- [Assigned task]:
Your response should contain each line of the data that includes "opened".

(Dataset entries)
BEGIN

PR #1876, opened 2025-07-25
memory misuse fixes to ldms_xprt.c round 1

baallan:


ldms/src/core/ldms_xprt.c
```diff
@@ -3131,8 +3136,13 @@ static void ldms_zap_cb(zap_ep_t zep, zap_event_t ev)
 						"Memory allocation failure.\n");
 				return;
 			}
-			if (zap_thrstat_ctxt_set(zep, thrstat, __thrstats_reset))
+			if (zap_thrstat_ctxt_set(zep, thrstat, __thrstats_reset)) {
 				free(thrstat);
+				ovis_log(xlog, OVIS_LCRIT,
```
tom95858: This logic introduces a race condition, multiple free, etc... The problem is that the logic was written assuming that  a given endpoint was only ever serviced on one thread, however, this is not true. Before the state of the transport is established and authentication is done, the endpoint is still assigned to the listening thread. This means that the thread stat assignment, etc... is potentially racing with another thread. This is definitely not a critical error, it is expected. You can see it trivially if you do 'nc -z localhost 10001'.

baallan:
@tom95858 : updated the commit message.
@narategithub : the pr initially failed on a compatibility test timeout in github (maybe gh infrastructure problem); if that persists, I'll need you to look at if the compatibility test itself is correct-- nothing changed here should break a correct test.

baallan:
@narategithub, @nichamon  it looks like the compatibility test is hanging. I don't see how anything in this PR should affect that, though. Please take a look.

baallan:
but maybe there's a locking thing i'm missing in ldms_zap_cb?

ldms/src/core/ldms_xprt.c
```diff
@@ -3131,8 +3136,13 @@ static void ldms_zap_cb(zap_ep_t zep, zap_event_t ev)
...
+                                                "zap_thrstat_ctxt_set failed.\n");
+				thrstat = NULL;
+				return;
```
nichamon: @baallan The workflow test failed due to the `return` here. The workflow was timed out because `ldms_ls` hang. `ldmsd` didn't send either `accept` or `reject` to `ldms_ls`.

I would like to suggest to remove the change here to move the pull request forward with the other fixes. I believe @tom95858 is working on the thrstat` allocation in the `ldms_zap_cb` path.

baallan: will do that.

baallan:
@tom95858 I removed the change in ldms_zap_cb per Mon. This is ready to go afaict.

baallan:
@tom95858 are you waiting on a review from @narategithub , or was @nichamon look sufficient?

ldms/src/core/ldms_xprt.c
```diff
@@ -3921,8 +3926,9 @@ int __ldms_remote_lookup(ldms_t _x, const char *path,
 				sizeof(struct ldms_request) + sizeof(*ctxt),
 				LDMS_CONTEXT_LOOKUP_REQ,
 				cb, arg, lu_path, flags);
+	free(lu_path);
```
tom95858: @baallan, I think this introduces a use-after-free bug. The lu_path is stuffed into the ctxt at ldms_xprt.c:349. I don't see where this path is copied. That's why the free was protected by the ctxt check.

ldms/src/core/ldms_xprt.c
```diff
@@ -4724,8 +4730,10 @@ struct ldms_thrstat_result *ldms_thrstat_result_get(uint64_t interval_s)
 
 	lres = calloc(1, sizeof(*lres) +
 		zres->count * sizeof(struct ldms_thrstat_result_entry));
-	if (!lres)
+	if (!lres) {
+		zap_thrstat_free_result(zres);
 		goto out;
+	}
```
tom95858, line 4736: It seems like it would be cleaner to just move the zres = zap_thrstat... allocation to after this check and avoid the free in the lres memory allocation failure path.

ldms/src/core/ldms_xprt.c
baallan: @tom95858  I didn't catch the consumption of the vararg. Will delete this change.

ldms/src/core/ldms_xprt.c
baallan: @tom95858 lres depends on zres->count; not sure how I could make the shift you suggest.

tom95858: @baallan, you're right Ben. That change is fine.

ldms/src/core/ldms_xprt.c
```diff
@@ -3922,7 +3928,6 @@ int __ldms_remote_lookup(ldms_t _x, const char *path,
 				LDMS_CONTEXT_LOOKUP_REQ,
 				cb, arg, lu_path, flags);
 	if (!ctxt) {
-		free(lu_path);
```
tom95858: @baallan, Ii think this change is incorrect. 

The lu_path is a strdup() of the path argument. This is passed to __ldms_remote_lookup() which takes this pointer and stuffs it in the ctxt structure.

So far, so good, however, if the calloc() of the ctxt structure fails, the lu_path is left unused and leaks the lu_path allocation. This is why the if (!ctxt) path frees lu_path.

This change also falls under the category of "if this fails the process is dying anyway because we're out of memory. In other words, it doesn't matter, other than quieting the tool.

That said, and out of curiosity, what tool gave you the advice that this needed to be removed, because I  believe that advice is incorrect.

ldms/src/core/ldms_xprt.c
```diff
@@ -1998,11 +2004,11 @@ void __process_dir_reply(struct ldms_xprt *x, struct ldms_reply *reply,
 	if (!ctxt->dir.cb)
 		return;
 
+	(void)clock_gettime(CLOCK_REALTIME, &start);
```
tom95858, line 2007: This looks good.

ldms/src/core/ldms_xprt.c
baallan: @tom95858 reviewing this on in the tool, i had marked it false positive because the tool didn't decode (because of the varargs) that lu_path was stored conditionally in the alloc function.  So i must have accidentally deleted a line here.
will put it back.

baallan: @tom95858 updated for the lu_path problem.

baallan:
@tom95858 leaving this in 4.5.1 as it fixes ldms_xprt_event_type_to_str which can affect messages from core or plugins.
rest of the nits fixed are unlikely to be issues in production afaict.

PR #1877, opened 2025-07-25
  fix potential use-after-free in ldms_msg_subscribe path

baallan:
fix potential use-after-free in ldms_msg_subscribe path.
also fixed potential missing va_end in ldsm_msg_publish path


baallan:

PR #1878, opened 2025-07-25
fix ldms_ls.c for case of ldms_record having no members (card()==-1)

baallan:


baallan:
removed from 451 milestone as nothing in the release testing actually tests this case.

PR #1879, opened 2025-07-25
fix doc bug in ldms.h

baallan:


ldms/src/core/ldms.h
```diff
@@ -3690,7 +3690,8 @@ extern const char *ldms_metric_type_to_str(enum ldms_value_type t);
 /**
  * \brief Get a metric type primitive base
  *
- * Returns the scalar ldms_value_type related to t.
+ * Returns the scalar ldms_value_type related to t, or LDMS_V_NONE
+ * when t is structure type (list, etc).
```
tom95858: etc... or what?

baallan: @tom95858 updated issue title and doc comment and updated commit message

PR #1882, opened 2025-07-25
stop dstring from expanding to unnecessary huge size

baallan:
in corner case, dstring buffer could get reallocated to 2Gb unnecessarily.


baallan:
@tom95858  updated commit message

END

- [Output]:
PR #1876, opened 2025-07-25
PR #1877, opened 2025-07-25
PR #1878, opened 2025-07-25
PR #1879, opened 2025-07-25
PR #1882, opened 2025-07-25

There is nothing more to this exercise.